It is as though everyone subconsciously grasps that UCLA and Kentucky are getting away with something incredible, something other than an NCAA rule violation: These schools have procured the free services of a famous mega-talent who prefers to be elsewhere.

It isn't just these programs who revel in free labor of the most wondrous kind; it's the entire college basketball structure. NCAA president Mark Emmert is so addicted to the NBA's largesse that he's tacitly begging David Stern to further raise the age limit. 

The conventional view is that this age limit is good for pro basketball because it allows the league to be a "free farm system." I hardly see how the system is free.

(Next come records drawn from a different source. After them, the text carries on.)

PR #259, opened 2015-08-23
TSH-EVENTLOOP

shaddockh:
Implemented AtomicEventLoop based upon the DukTape Ecmascript event loop example.  Modified this by removing the reliance on sockets and instead subscribing to the Atomic.engine update and postUpdate events.

Also implemented a version of setImmediate/clearImmediate

### DIFF
--- a/Resources/CoreData/AtomicModules/AtomicEventLoop.js
+++ b/Resources/CoreData/AtomicModules/AtomicEventLoop.js
@@ -485,8 +485,8 @@ Atomic.engine.subscribeToEvent('Update', throttleProcessTimers(100));
 
 // Hook into the postUpdate event of the engine and process all the setImmediate calls.  These should
 // really process once the current update loop is completed.
-Atomic.engine.subscribeToEvent('PostUpdate', function () {
-    EventLoop.processImmediates;
+Atomic.engine.subscribeToEvent('PostUpdate', function (eventData) {
+    EventLoop.processImmediates();
 });
 
 // Load up the global methods .  This module doesn't export anything, it just sets up the global methods.
--- a/Resources/CoreData/AtomicModules/AtomicEventLoop.js
+++ b/Resources/CoreData/AtomicModules/AtomicEventLoop.js
@@ -35,8 +35,6 @@ EventLoop = {
     expiring: null, // set to timer being expired (needs special handling in clearTimeout/clearInterval/clearImmediate)
     nextTimerId: 1,
     minimumDelay: 1,
-    minimumWait: 1,
-    maximumWait: 60000,
     maxExpirys: 10,
 
     // misc
@@ -209,6 +207,18 @@ EventLoop.processTimers = function () {
             // 'removed' above.
             this.insertTimer(t);
         }
+    }
+    // see if there are any events left over for this cycle
+    n = timers.length;
+    if (timers.length <= 0) {
+        return false;
+    }
+    t = timers[n - 1];
+    if (now > t.target) {
+        // we have more timers that need to be handled.  Let the driver know that we should pick them up in the next cycle
+        return true;
+    } else {
+        return false;
     }
 }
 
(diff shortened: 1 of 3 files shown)


JoshEngebretson:
add to whitelist

JoshEngebretson:
This looks great, nice job hooking it up to the event model.  Once in use, might be some issues brought up, but good initial cut... and awesome that there is also an example :+1: 

One thought, what do you think about running the update and postupdate hooks at 10hz, I am concerned that hitting the event loop processing every frame could have detrimental performance implications?

shaddockh:
The timers can really only be scheduled to the millisecond level, so anything that runs faster than that would just be a waste of cycles.  Is there a way to throttle the update and postupdate so that they only fire at most once a millisecond?  Or are you suggesting that they only fire at most once per 10 milliseconds?  If that's the case, I think that might also be acceptable.

JoshEngebretson:
Yeah, every 10ms at most might be good can be tweaked.  This would also reduce the chances someone will try and do high performance timing with the event system, for which it really isn't intended.

the Update and PostUpdate events both have a timeStep parameter passed, which could be used as a deltaTime for controlling update frequency.

JoshEngebretson:
Actually, 10ms is still 100fps, which seems like overkill as there are better timing options.  10hz (100ms) might be a good rate?

shaddockh:
That sounds good.  Running the example at setInterval(fn, 100) does introduce a stutter in the animation, but I agree, using the event system for animation is the wrong way to do it.  So would the throttle be something that is implemented in-engine? Or would I need to throttle the event loop javascript?

Resources/CoreData/AtomicModules/AtomicEventLoop.js
```diff
@@ -0,0 +1,475 @@
...
+/**
+ * custom call to exit out of the current event loop.
+ */
+function requestEventLoopExit() {
+    EventLoop.requestExit();
+}
+
+// Hook into the update event of the engine and process all the timers
+Atomic.engine.subscribeToEvent('Update', function updateTimer() {
+    EventLoop.processTimers();
```
JoshEngebretson: updateTimer will be called with a timeStep, so could be updateTimer(timeStep)

The timeStep could be used as a delta to control whether to call EventLoop.processTimers or early return

Resources/CoreData/AtomicModules/AtomicEventLoop.js
```diff
@@ -0,0 +1,475 @@
...
+});
+
+// Hook into the postUpdate event of the engine and process all the setImmediate calls
+Atomic.engine.subscribeToEvent('PostUpdate', function updateImmediates() {
+    EventLoop.processImmediates();
```
JoshEngebretson: see note about updateTimer, the PostUpdate event also provides a timeStep argument

JoshEngebretson:
Let's do it in AtomicEventLoop for now, if problematic maybe can introduce something native side.

Thanks!

shaddockh:
I was thinking about this today and this is what I have now.
- the setTimer/setInterval checks are throttled to check every 100ms
- if there are less than 10 timers that expire in any given update, they all execute
- if there are more than 10 timers that expire, then 10 will be executed, and the remaining will be executed in the next update and won't wait 100ms before updating.  This gives the engine time to process background events and not hog the CPU for a prolonged series of update handlers.
- for setImmediate, the entire point behind them is that they should execute immediately after the current update cycle, so these are not throttled.

Resources/CoreData/AtomicModules/AtomicEventLoop.js
```diff
@@ -0,0 +1,502 @@
...
+}
+
+// Hook into the update event of the engine and process all the timers.  These
+// will be throttled to only run every 100ms
+Atomic.engine.subscribeToEvent('Update', throttleProcessTimers(100));
+
+// Hook into the postUpdate event of the engine and process all the setImmediate calls.  These should
+// really process once the current update loop is completed.
+Atomic.engine.subscribeToEvent('PostUpdate', function () {
+    EventLoop.processImmediates;
```
JoshEngebretson: Is this intended to be a call?

JoshEngebretson:
Ok, I like the updates :)  One question and then can land this and the example.

Resources/CoreData/AtomicModules/AtomicEventLoop.js
shaddockh: If you are asking about line 484, then yes, it's correct.  What's happening is that the call to throttleProcessTimers returns a function that's wrapped inside a closure that accumulates the delta time between calls and once it gets above 100 (or whichever amount is specified here), then it actually calls EventLoop.processTimes, otherwise it just pops back out and waits for the next update.

shaddockh: Actually, hold off on accepting this PR.  I did a quick search to see how DukTape handles closures and apparently they are less performant than just creating a prototype object.  I'd like to modify this code to track the state inside a small prototype class instead.  

from a duktape issue:
>Prototype functions are more efficient: closures involve tracking scope objects internally to deal with potentially unknown variable lookups in the inner function (which may, for instance, eval an argument!). Duktape does some primitive detection to avoid tracking scopes for inner functions when possible - e.g. if a function makes direct variable accesses only to its own identifiers, makes no eval() calls, and has no inner functions, its outer scope doesn't need to be tracked. This is not very sophisticated, but covers some basic cases.

JoshEngebretson: I am referring to 489, sorry for not being clear that looks like a NOP to me.

JoshEngebretson: I also think we can stick with the closure as it is clean and very common in JS.  This looks great for handling some events, if we're looking at a lot of them might want to move some of it native (though that isn't a panacea).

shaddockh: good catch.  Ok, fixed and committed.

JoshEngebretson:
Ok, landing!  Thanks and welcome to the authors list :)  

One thing that is going to be needed is a unit test framework for core stuff.  Probably once the CLI is back online.

PR #278, opened 2015-08-29
Added audio, ui variables to haxe api.

rsredsq:
Added setMaterial function to jsbind.

### DIFF
--- a/Source/AtomicJS/Javascript/JSAtomic3D.cpp
+++ b/Source/AtomicJS/Javascript/JSAtomic3D.cpp
@@ -1,5 +1,6 @@
 
 #include <Atomic/Atomic3D/StaticModel.h>
+#include <Atomic/Atomic3D/CustomGeometry.h>
 
 #include "JSAtomic3D.h"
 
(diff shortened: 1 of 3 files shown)


Source/AtomicJS/Javascript/JSAtomic3D.cpp
```diff
@@ -24,6 +25,23 @@ static int StaticModel_SetMaterialIndex(duk_context* ctx) {
...
+
+    // event receiver
+    CustomGeometry* geometry = js_to_class_instance<CustomGeometry>(ctx, -1, 0);
+
+
+    geometry->SetMaterial(index, material);
+
+
+    return 0;
+}
```
JoshEngebretson: Instead of a custom JS API implementation, is it possible to use overloads capabilities of binding tool to select which to use:

  /// Set material on all geometries.
    void SetMaterial(Material* material);
    /// Set material on one geometry. Return true if successful.
    bool SetMaterial(unsigned index, Material* material);

As with: https://github.com/AtomicGameEngine/AtomicGameEngine/blob/30b5ea42ecd21443d39792a273770c6ff8560de9/Script/Packages/Atomic/Atomic3D.json#L13

If not, any custom API should be also added to  the typescript decl:

https://github.com/AtomicGameEngine/AtomicGameEngine/blob/30b5ea42ecd21443d39792a273770c6ff8560de9/Script/Packages/Atomic/Scene.json#L28

JoshEngebretson:
Great job, landing!

PR #308, opened 2015-09-18
Billboards exposed to the JSAPI.

rsredsq:


Source/Atomic/Atomic3D/BillboardSet.cpp
```diff
@@ -310,15 +322,15 @@ void BillboardSet::SetBillboardsAttr(const VariantVector& value)
     unsigned numBillboards = index < value.Size() ? value[index++].GetUInt() : 0;
     SetNumBillboards(numBillboards);
 
-    for (PODVector<Billboard>::Iterator i = billboards_.Begin(); i != billboards_.End() && index < value.Size(); ++i)
+    for (Vector<SharedPtr<Billboard>>::Iterator i = billboards_.Begin(); i != billboards_.End() && index < value.Size(); ++i)
     {
-        i->position_ = value[index++].GetVector3();
-        i->size_ = value[index++].GetVector2();
+        i->Get()->position_ = value[index++].GetVector3();
```
JoshEngebretson: Store to local ptr instead of i->Get() repeatedly?

JoshEngebretson:
Very nice!  It is awesome to have these available to JSAPI  :1::

It would be good to cache and operate on a local billboard pointer instead of having all  the iterator Get calls during iteration.  There's a number places, do you mind updating with this change?

Issue #237, opened 2015-08-15
Check import scale on .fbx


LaraEngebretson:
If set to .01, it gets changed to .00999999...

PR #309, opened 2015-09-19
Fix for #237, using scale as double number to avoid float "noise"

rsredsq:


JoshEngebretson:
Does this have to do with the text input precision having loads of digits, or were you seeing visual artifacts?

JoshEngebretson:
Ah, yeah, you referenced this issue there, very nice :)

LANDING!

PR #4582, opened 2023-04-19
Speed up submission result construction

### LINKED ISSUE #4579: Handling of partial output format is slow
From executing https://dodona.ugent.be/nl/courses/2263/activities/649388223/ on my local machine:

image

Looking at the code, some obvious things seem the validation of each JSON object individually. The same exercise without validating each command gives:

image

niknetniko:
This pull request modifies how we construct results from the judge output for a submission.

First, it replaces the JSON Schema validator library with another one, which already speeds things up a lot (locally, it went from 5.5s to 0.5s).

Secondly, it modifies the logic to (in production) only validate once at the end, instead of for each command.

I am not 100% convinced if the second part is necessary, since the speedup is fairly small, but the code is uglier in my opinion (and there is then a difference between development/production in an important part of the code).

- [x] Tests were added

Closes #4579 .

### DIFF
--- a/Gemfile
+++ b/Gemfile
@@ -37,7 +37,7 @@ gem 'image_processing', '~> 1.12.2'
 gem 'bootsnap', '~> 1.16.0', require: false
 
 # used to validate container responses
-gem 'json-schema', '~> 3.0.0'
+gem 'json_schemer', '~> 0.2.24'
 
 # delayed jobs
 gem 'delayed_job_active_record', '~> 4.1.7'
--- a/Gemfile.lock
+++ b/Gemfile.lock
@@ -160,6 +160,8 @@ GEM
     docker-api (2.2.0)
       excon (>= 0.47.0)
       multi_json
+    ecma-re-validator (0.4.0)
+      regexp_parser (~> 2.2)
     ed25519 (1.3.0)
     erubi (1.12.0)
     exception_notification (4.5.0)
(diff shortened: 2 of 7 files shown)


jorg-vr (commented):
I am also not a fan of different behavior between development and production here.

As I understood this output is provided for judge developers. I am not sure if running dodona in development is a requirement to develop a judge (might as well test it on naos for example). And it might become rather unintuitive for someone developing a judge that their error messages in production are different from those in their development environment 

My proposed solution would be:
- only do final full validation (As production mode is written right now)
- if errors are caught in this process, run the partial validations in an effort to provide a more useful error message

jorg-vr:
> 2\. If the invalid json is only caught at the end, there no way to know which of the updates from the partial format caused the issue without saving all partial updates and the re-checking all of them, which seems like a lot of work to me.

The work is storing a reference to `judge_output`. As all updates happen with cloned json, this will not be changed.

Then you need to run something like this in case of an error:
```ruby
     split_jsons(judge_output).each do |json|
       unless PART_SCHEMER.valid?(json.deep_stringify_keys) || FULL_SCHEMER.valid?(json.deep_stringify_keys)
          raise ResultConstructorError.new(
            'Judge output is not a valid json',
            json.to_s
          )
        end
      end
```

niknetniko:
For now, we'll begin with using the gem (#4583) and then think about not validating as much later (since there various factors to consider there).

PR #4596, opened 2023-04-25
Allow creation of user annotations based on a selection

### LINKED ISSUE #3976: Selecting code also includes the annotations
It used to be possible to copy code without including the annotations. This is no longer possible:

image

Fixing this probably means that you can no longer copy annotations (which was also the case previously). 

However, especially during grading, I would argue not being able to copy a piece of code is more annoying than not being able to copy an annotation, as you can just click edit on the annotation and copy it that way. Copying code without the annotation means you need to scroll back to the top, hide the annotations, scroll back down, copy the code, scroll back up, re-enable annotations and scroll back down again.

jorg-vr:
This pull request marks user annotations inside the code. It uses a background instead of a text decoration. This way one machine annotation and one user annotation can be visualized simultaneously. The most important type of each will get priority.

It is possible to mark part of a line, or multiple whole lines. If a line is only partially selected in a multi line selection, the selection will be adjusted to select the whole line.

Examples:
image

While selecting code, selecting other text or annotations is disabled. This makes it easier to select code across annotations. This also fixes #3976 . It is still possible to select text within an annotation if your selection starts there. Code selections and other selections are differentiated by the selection color and the side button becoming larger.

Peek 2023-05-15 14-51

Using the old create annotation button marks the whole line:
Peek 2023-05-15 14-48

When all annotations are hidden, the marked annotations have tooltips:
Peek 2023-05-15 14-49

- [x] Tests were added
- [ ] Documentation update can be found at dodona-edu/dodona-edu.github.io# (Will be updated after approval)

Note: Testing was hard as firefox implements selection differently than chrome. The testing framework works similar to chrome, so the firefox code could not be tested.

Closes #3976 and #2826


app/assets/javascripts/state/UserAnnotations.ts
```diff
@@ -33,57 +32,77 @@ export interface UserAnnotationPermissionData {
...
+        this.selectedRange = null;
+        this.showForm = false;
+    }
+
     // public for testing purposes
     public async addToMap(annotation: UserAnnotationData): Promise<void> {
         this.byId.set(annotation.id, annotation);
         if (!annotation.thread_root_id) {
-            const line = annotation.line_nr ?? 0;
+            const line = annotation.line_nr + annotation.rows - 1 ?? 0;
```
chvp, line 91: Does this still work with the nullish coalescing?

chvp (changes requested):
- [x] Not sure if new, but the badge for annotation count is always shown, even when it's 0: screenshot_2023-05-04-171835

- [x] I would add some sort of background to the add button, the text overlapping the border looks weird to me.
screenshot_2023-05-04-172047

pdawyndt:
What is the reasoning to snap selections that run across multiple lines to whole lines?

jorg-vr:
@pdawyndt this was requested by @bmesuere 

The reasoning was that this would make it a lot faster to select whole lines, which in Bart's opinion would be the most common use case.
We also could not think of any use case for a range spanning multiple lines with an exact end and starting point.

If people with more experience grading have a different opinion on this, I am willing to change this.

jorg-vr:
I used the elevated button style, is this better @chvp?
image
image
image
image

chvp (approved):

bmesuere (changes requested):
- [x] Regarding the button: why not make this a proper [FAB](https://m3.material.io/components/extended-fab/overview)? The collapsed version could then expand on mouseover instead of the tooltip now.

- [ ] Would it be possible to also drag the button to select lines? Drag release would then automatically trigger the button click which would be the fasted way to add a multi line comment: big click target to start drag, drag a few lines, release and directly start typing.

- [ ] The background color while selecting is ok, but seems a bit strange after adding the comment. For comments of a substring, I would expect it to mimic the curly underline of the linting comments. For single or multi-line comments it seems very prominent. Alternatives: show something in the margin or show no formatting in the code but add a "comment on line x" "comment on line x to y" to the top of the comment (which is what gitlab does). Mouseover on the line(s) or comment could then show the range using a  bg-color.

bmesuere (changes requested):
looks good, some nitpicks:
- [ ] I think it will look better if you keep the icon left and put the text on the left. Maybe a little css transition to expand the button will also help with the smoothness
- [ ] on mouse over, the button in slightly darker (in light mode), however, the little arrow stays in the base color
- [ ] dragging the FAB doesn't work for me (chrome). I can drag the button (both in x- and y-direction, where I would expect the x-position to be locked), but when I release it, the button is gone and no form appears. In addition, the button also doesn't show up when I hover over the code. There is no error in the console.
- the default line highlights look more subtle now, well done! 
- the darker  highlight on mouse over is also very nice!

bmesuere:
Maybe we can move the button drag behaviour to a later PR to be able to make a release tomorrow.

jorg-vr:
@bmesuere I did not add the transition because I use the display properties right now got the button change, which don't work with css transitions.
For transitions I would need to use something like visibility, but this would also require a rework of the html structuring and some nit picky positioning. 

I will work on this after the release if desired.

niknetniko (approved):

PR #4616, opened 2023-05-05
Strike through code

jorg-vr:
This pull request

- [ ] Tests were added

Closes # .


pdawyndt:
Alas, but my 50ct is that this will be a feature that we'll use a lot!

jorg-vr:
For now this change is not desired.

It would promote more lazy reviewing, which would result in a worse quality of code reviews.

PR #4617, opened 2023-05-05
Check if course id is provided for series create

### LINKED ISSUE #4147: Series create crashes if no course id is provided

freyavs:
This pull requests prevents series create from crashing when no course id is provided.
Closes #4147


jorg-vr (approved):

app/controllers/series_controller.rb
```diff
@@ -108,9 +108,13 @@ def edit
...
-    authorize @series.course, :add_series?
+    if @series.course.present?
+      authorize @series.course, :add_series?
+    else
+      @series.errors.add(:course_id, I18n.t('errors.messages.blank'))
+    end
     respond_to do |format|
-      if @series.save
+      if @series.course.present? && @series.save
         format.html { redirect_to edit_series_path(@series), notice: I18n.t('controllers.created', model: Series.model_name.human) }
```
niknetniko, line 118: I am not entirely convinced this was the best solution, primarily because:

- We now do validation directly in the controller: the model itself should validate the presence of the course, not the controller.
- The check is done twice in the controller: once on line 111 and again on 117. I'm also not sure why 117 is necessary: if there are validation errors (as there are here, since we manually add them on line 114), the save method should not succeed.

Besides those, some more thoughts:

- This isn't something that this PR did, but why do we authorise here on the `Course` policy, instead of the `create?` method of the `Series` policy (they seem to do the same thing)? Or, the other way around then, why is there a `create?` method on the `Series` policy if it isn't used here?
- If we were to authorise on the `Series` policy, the crash would have also gone away, but the response would be 403 instead of 422. While maybe not the best response, it is more consistent with how we do it in other controllers (e.g. the `evaluation` controller) I think.

(The current code does work however, so this isn't very urgent)

bmesuere: You're right, authorizing on series would make more sense

PR #4618, opened 2023-05-05
modal.js: remove jquery and convert to typescript

freyavs:
This pull request removes all jquery from modal.js and converts it to typescript.

Progress on #3590


jorg-vr (approved):

bmesuere (commented):
The CodeQL warnings seem to be valid concerns. @jorg-vr do you know if we need to be able to inject html into these?

jorg-vr:
Looking at the three usecases it should support html. (all usecases are for pythia submissions)
But one case has user input in the template string (a filename, chosen by a teacher, is used in the title), thus we best improve the safety of the method

Might be best to use the `render` function from `lit`

Eg `render(title, document.querySelector("#info-modal .modal-title"))`
The title and content arguments will have to be of type `TemplateResult | string`
And usages of the function could use `html\`\`` to generate template strings, which will make sure everything is safe

app/assets/javascripts/modal.ts
```diff
@@ -0,0 +1,19 @@
+import { Modal } from "bootstrap";
+
+function showInfoModal(title: string, content: string, options?: {allowFullscreen: boolean}): void {
+    const button = document.querySelector("#info-modal .modal-header #fullscreen-button") as HTMLElement;
+
+    if (options && options.allowFullscreen) {
```
niknetniko, line 6:
```suggestion
    if (options?.allowFullscreen) {
```

app/assets/javascripts/modal.ts
```diff
@@ -0,0 +1,19 @@
...
+        button.style.display = "inline";
+    } else {
+        button.style.display = "none";
+    }
+
+    document.querySelector("#info-modal .modal-title").innerHTML = title;
+    document.querySelector("#info-modal .modal-body").innerHTML = `<p>${content}</p>`;
```
niknetniko, line 13: Looking at the usage of this function, we should probably remove the `<p>` tags. Most content we pass is wrapped in a `<div>`, which is not allowed inside a `<p>` tag.

niknetniko (changes requested):

jorg-vr (approved):

bmesuere (approved):

niknetniko (approved):

jorg-vr (approved):

Issue #4564, opened 2023-04-11
Tracking: saved annotation feedback


jorg-vr:
### Feature requests
- [ ]  Broader annotation scope
  Some comments can be relevent for every exercise in a course
  Or for the same exercise in different courses
  Or for multiple admins of the same course
  - https://github.com/orgs/dodona-edu/discussions/4064#discussion-4446267
  - https://github.com/orgs/dodona-edu/discussions/4064#discussioncomment-4123290
  - https://github.com/orgs/dodona-edu/discussions/4064#discussioncomment-4128124
  
conclusions after discussion:
- dont share annotations between users
- determine scope when saving
- possible scopes: exercise, course, global
Timing:  version 2

- [x] **Don't require anticipations of reuse**
  Make it posible to search for annotations that have not been 'marked' for reuse
  - https://github.com/orgs/dodona-edu/discussions/4064#discussioncomment-3801922
  - https://github.com/orgs/dodona-edu/discussions/4064#discussioncomment-4134181

Conclusions after discussion:
- create annotations index page with search
- can expand saved annotations index page
Timing: version 1/2?
  
  
### Enhancements
- [x] **Use arrow keys to select saved annotaion**
  - https://github.com/orgs/dodona-edu/discussions/4064#discussioncomment-4119363
 Timing version 1
  
- [ ] **order saved annotation by most recently used/added**
  - https://github.com/orgs/dodona-edu/discussions/4064#discussioncomment-4117857
Timing: depends on research CHVP
  
- [x] **allow editing saved annotation by clicking 'linked' icon**
  - https://github.com/orgs/dodona-edu/discussions/4064#discussioncomment-4118022 But I would not display the title inline
COD:
- Rethink link icon (Could create wrong expectations) => comment bank
- Open separate page for saved_annotation
> from https://github.com/dodona-edu/dodona/pull/4701#pullrequestreview-1562299868: when picking a suggestion, the "save annotation" checkbox is disabled, but it is also shown as checked which might be confusion. Maybe replace it with a link to the page where you can edit that annotation?

Timing: version 1
  
<del>

- [ ] **allow updating all usages of a saved annotation**
  - https://github.com/orgs/dodona-edu/discussions/4064#discussioncomment-5228124
  - https://github.com/orgs/dodona-edu/discussions/4064#discussioncomment-4118151
 Timing: never
  
- [ ] **Allow multiple language versions of saved annotations**
[...]

PR #4701, opened 2023-06-01
Update annotation form

jorg-vr:
This pull request restructures the annotation form in such a way that the saved annotations options don't take up to much extra space.

New:
image
Old:
image

New (save annotation):
image
Old (save annotation):
image

New (mobile):
image
Old (mobile):
image

Part of #4564


bmesuere (changes requested):
Feedback from running this on metra:
- [x] the hover button text shows ask question instead of add comment (the global button does show add comment)
- [x] if there are no saved annotations, the area to the right of the textarea is left blank. I would add an empty state there or show the textarea full width.
- [x] if you check "save annotation", the title form is shown to the right of the text area. This somewhat breaks the flow. Maybe placing it inline after the checkbox + save annotation text would make more sense?
- [ ] ~~when save annotation is checked, it would make sense to change the text on the submit button to also say something that hints that the annotation will be saved.~~
- [x] the help text under the "search for annotations" combobox is too long (at least in Dutch)
- [x] in the search annotations input, the list of suggestions is not the same width as the text input
- [ ] in the search annotations input, the list of suggestions "flickers" when searching
- [x] when picking a suggestion, the "save annotation" checkbox is disabled, but it is also shown as checked which might be confusion. Maybe replace it with a link to the page where you can edit that annotation?
- [x] when loading a saved annotation and then changing the text, a "not equals" sign is shown in the search annotation input. The icon is not aligned well (shown somewhere in the middle of the input field)

jorg-vr:
> when picking a suggestion, the "save annotation" checkbox is disabled, but it is also shown as checked which might be confusion. Maybe replace it with a link to the page where you can edit that annotation?

This page does not exist yet (It is a modal currently)
I will just hide the checkbox for now and reintroduce that link when that page is created.
Added this note in https://github.com/dodona-edu/dodona/issues/4564

jorg-vr:
> when save annotation is checked, it would make sense to change the text on the submit button to also say something that hints that the annotation will be saved.

I am not the biggest fan of this. I find it hard to come up with better wording for the button. A longer text is also makes it harder to properly layout the buttons (as they are on the same line as the checkbox currently)

The checkbox is also right next to the button, so the information is already provided on almost the same place

jorg-vr:
>  the help text under the "search for annotations" combobox is too long (at least in Dutch)

I removed `Saved annotations are automatically filtered by course and exercise. `
This will change in version 2 anyway

niknetniko (approved):

bmesuere (changes requested):
- [x] The wording of "sla opmerking op om te hergebruiken" is quite verbose. Maybe make it "Opmerking opslaan" (maybe with an info icon with tooltip?). This would also help with my previous comment that it wasn't really clear that the comment would also be save when clicking the submit button
-  [ ] The "Titel:" label is a bit strange. Maybe [floating labels](https://getbootstrap.com/docs/5.3/forms/floating-labels/) are an option here?
- [x] Upon clicking "sla opmerking op", the titel input should get the focus
- [ ] On smaller screens, the form layout isn't optimal:
  image

jorg-vr:
> The "Titel:" label is a bit strange. Maybe [floating labels](https://getbootstrap.com/docs/5.3/forms/floating-labels/) are an option here?

The floating labels don't work for our inputs, as we have a lot less vertical padding compared to the bootstrap default. Thus their is no vertical space for a label inside the input, without making the input look comically large compared to others.

I did make some custom styling based on the bootstrap css to put the label inside the input before the typing area 
image

app/assets/stylesheets/components/code_listing.css.scss
```diff
@@ -478,35 +478,44 @@
...
-    }
 
-    .annotation-submission-input {
-      border-radius: 0;
-      resize: vertical;
+      label {
+        color: rgba(var(--d-on-surface-rgb), 0.75);
+        transform: scale(0.85) translateY(-0.4rem);
+        position: absolute;
+        top: 0;
```
bmesuere, line 503:
```suggestion
        top: 1px;
```

In my Chrome, the label was not aligned with the textbox text.

app/assets/javascripts/components/annotations/annotation_form.ts
```diff
@@ -176,95 +188,120 @@ export class AnnotationForm extends watchMixin(ShadowlessLitElement) {
         this.inputRef.value.focus();
     }
 
+    updated(changedProperties: Map<string, any>): void {
+        // Focus the newly shown title input if the user wants to save the annotation.
+        if (changedProperties.has("saveAnnotation") && this.saveAnnotation) {
+            this.titleRef.value.focus();
```
bmesuere, line 194: I would also call `select()` here: https://developer.mozilla.org/en-US/docs/Web/API/HTMLInputElement/select

bmesuere (approved):
There's a JS error on mestra when signed in as staff. Otherwise, looks good 👍

Issue #4673, opened 2023-05-24
Change deploy process


bmesuere:
The goal of this plan is to limit the impact of changes by deploying as often as possible, preferably after each pull request merge. This would also allow further automation by using GitHub Actions. However, there are some drawbacks and unknowns that need to be addressed.

## Deployment process
Ideally, all deployments would be done through GitHub Actions. It should be possible to start a deployment manually and automatically when merging a PR. Ideally, a deployment would go through the following steps:
- Run all tests
- Test the deployment on naos (can we deploy the current production version first?)
- Deploy on dodona

## Steps to implement this

```[tasklist]
### Steps
- [ ]  add a new main branch
- [ ] replace all mentions of master by main
- [ ] set the "main branch" of this repo to main instead of develop
- [ ] change the branch protection rules on main/remove them on develop
- [ ] add a GitHub Action to deploy to production
- [ ] change the capistrano config: allow to deploy commit hashes to production, remove mentions of develop
- [ ] remove the hotfix creation script
```

```[tasklist]
### To discuss
- [ ] how will we implement rollback? Does capistrano offer something?
- [ ] can we automatically add some kind of version number to the footer to indicate the deployed version?
```

### What about dependabot PRs?
In this case, we probably only want to do a single deploy instead of one every merge. I see two possible strategies:
Only start a deployment if the PR has the bug, feature or enhancement label (and thus not on dependencies and chores).
Only deploy PRs that have a deploy label (adding the label could be automated)

### What about grouped PRs?
This is somewhat similar to the question above, but in this case I would use a different strategy and only deploy if the PR target is the main branch. Grouped PRs could then merge into an intermediate branch first.

### What about the exam period?
We tend not to do large releases during the exam period. Releasing more often would reduce the risk of a release, so not releasing during these periods would be less of an issue with this new strategy.

If we think that a PR might cause problems, we can still postpone it until the evening/weekend or after the exams. Note that the exam period becomes a very large part of the term if you combine secondary and higher education.

### Don’t we need version numbers for marketing?
We still want some sort of changelog. Creating a new GitHub release for each deployment will quickly become a mess. One solution might be to decouple GitHub releases from deployments. We could create a new release every month that contains all the changes from the previous month. We can then still document our changes with a topic in GitHub Discussions.

[...]

PR #4705, opened 2023-06-02
Set version as timestamp during capistrano deploy

jorg-vr:
This pull request adds a new Capistrano task to save a formatted timestamp of deployment in a config  file.

This is used as the version number to be displayed in the app.

New versioning syntax used `"%y.%m.%d%H%M"`. This would match with monthly releases of the form `%y.%m`. Eg. `23.07`
part of #4673


bmesuere:
maybe add a dash between day and hour?

bmesuere (approved):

To my eyes, it looks like NBA owners are putting money in the pockets of college athletic directors, and for what in return? So that casual NBA fan can know who Kemba Walker is? So that the NBA doesn't have to worry about making money on the talent college administrators wring to the tune of $11 billion on March Madness alone

The "free farm system" angle implies that the NBA and NCAA operate in a state of blissful symbiosis. Except, college basketball is quite popular and overlaps with the NBA season. From fall through winter through spring, NCAA hoops pulls ratings and ticket money that might otherwise go to its big brother.

Not only that, but fans often draw comparisons between college and pro ball that can reflect unfavorably on the latter. Mark Emmert's sport is less a farm system than it is a competitor. 

So if you're a business (and the NBA lockout reminded us that pro basketball intends to be one), then what do you do to a competitor? If you can, you kill it. The age limit is college ball's deus ex machina, a magical gift from David Stern that keeps the sport more relevant than it otherwise would be.

The NBA could take back that talent and go another step: They could cut deep into the NCAA talent ranks, deep enough to where fans would give up on college ball despite the tradition and French horns and ugly sweaters.

Pro basketball's advantage: It's easy to beat the nothing Mark Emmert insists on paying his employees. So what would it take to kill college basketball? Paying the top 100 recruits? Top 200?

What price does the NBA need to pay to own its own sport?